木戸製本所は一年間の仕事のピークである3月も残り一週間となりました。社員の皆さんには、毎日遅くまで、また、交代班の皆さんには、一週間交代での24時間勤務に対応いただき、本当にありがとうございます。3月の方針は「工場優先順位を守ろう」ですが、どうしても仕事が多くなると、早く終わらせて次の仕事へ、という意識が働き、品質チェック、安全確認がおろそかになりがちです。品質事故、人身事故が起きると結果的に大きな時間のロスに繋がってしまいます。急ぐときこそ、チェックシートを確実にチェックし、安全スイッチを切ってから、声を掛け合いながら、仕事を進めてください。また、情報も混乱しやすい時期です。情報の一元化、正確な情報の共有化をしっかりお願いします。

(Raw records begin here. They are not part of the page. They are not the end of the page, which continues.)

Issue #67, opened 2022-08-04
UI: Some FrontstageDef and WidgetDef operations only acts on Open widget


raplemie:
# WidgetDef
`show`: This operation only "bring to front" widget that are NOT hidden (Open -> make active, Closed -> Open and activate)
`expand`: Same behavior as show above, do not expand the full height of the panel as described.

# FrontstageDef
`floatWidget`: Will not do anything if widget is hidden, would expect either the widget to open and float, or if open after this has been called, to be shown floating.
`popupWidget`: Same as above

raplemie:
Needs verification, some part were done directly to adress this ("Show") but many refactor were done in the frontstage area, so it might not be an issue anymore.

raplemie:
All these issues are now resolved.

PR #249, opened 2023-04-04
Fix `widgetDef` `show` and `expand` methods

raplemie:
When `show` and `expand` are called, the widgets will now open if currently closed, as the JSDoc mentions.

With the new UI, the "other" widgets are never really closed, only to their minimum sizes, the `expand` method will now mimic the panel to be fully open, up to the limit of minimum sizes of the other widget.

part of #67


GerardasB (approved):

NancyMcCallB:
There should be something in NextVersion.ms about this change. While we see it as a bug, the number of times I've had consumers rely on a bug behavior as a feature is significant.

raplemie:
Should I complete it in 4.0 or we'd prefer waiting ? I feel if we keep adding to 4.0, we'll never release...

NancyMcCallB (approved):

 私たちが仕事をしていく上でも、いろいろな情報があり、立場や状況で自分に都合がよい方向でその情報をすり替えてしまうこともあります。世の中にも情報はあふれているので、真実はどれかを見定めていく目が必要になります。私たちの情報源は多くがマスコミであり、テレビや新聞、雑誌などからいろいろなことを知ります。しかし、注意しなくてはならないのは、マスコミが伝えていることは事実ではあるが真実ではないことが多いということです。美しい海岸のほんの一部にゴミがあるという事実に対して、ゴミがある部分だけを報道すれば、ゴミだらけの海岸、という報道が成り立ちます。真実は、一部にゴミがあるけれど美しい海岸なのに。

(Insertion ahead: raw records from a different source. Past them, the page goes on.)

PR #252, opened 2023-04-05
Remove 2.x and 3.0 deprecations from imodel-components-react

NancyMcCallB:
A few interfaces and components that were deprecated in 2.x and 3.0 were still in imodel-components-react. Removed them for the 4.0 release.


aruniverse (commented):
will everything marked deprecated in 3.x also be removed or?
if im not mistaken this was never answered in the chat we had

raplemie (approved):
LGTM

PR #256, opened 2023-04-06
ViewSelector Fuzzy Search

kconner1:


ui/appui-react/src/appui-react/pickers/ViewSelector.tsx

 「現代のベートーベン」とマスコミが作り上げた偶像も、耳が聞こえない振る舞いという事実と、佐村河内氏が発表している交響曲、という事実を使って、感動的な話をつくりあげたようにも感じられます。

 小保方晴子さんのSTAP細胞にしても、その論文の価値よりも、リケジョの彼女が研究室をムーミンのキャラクターで飾ったり、割烹着を着て実験している、というおもしろネタ(事実)で小保方さんを祭り上げておいて(研究の内容は全然評価していない)、その研究内容に問題が発生すると、小保方さんはひどい奴だ、というマスコミの横暴を感じます。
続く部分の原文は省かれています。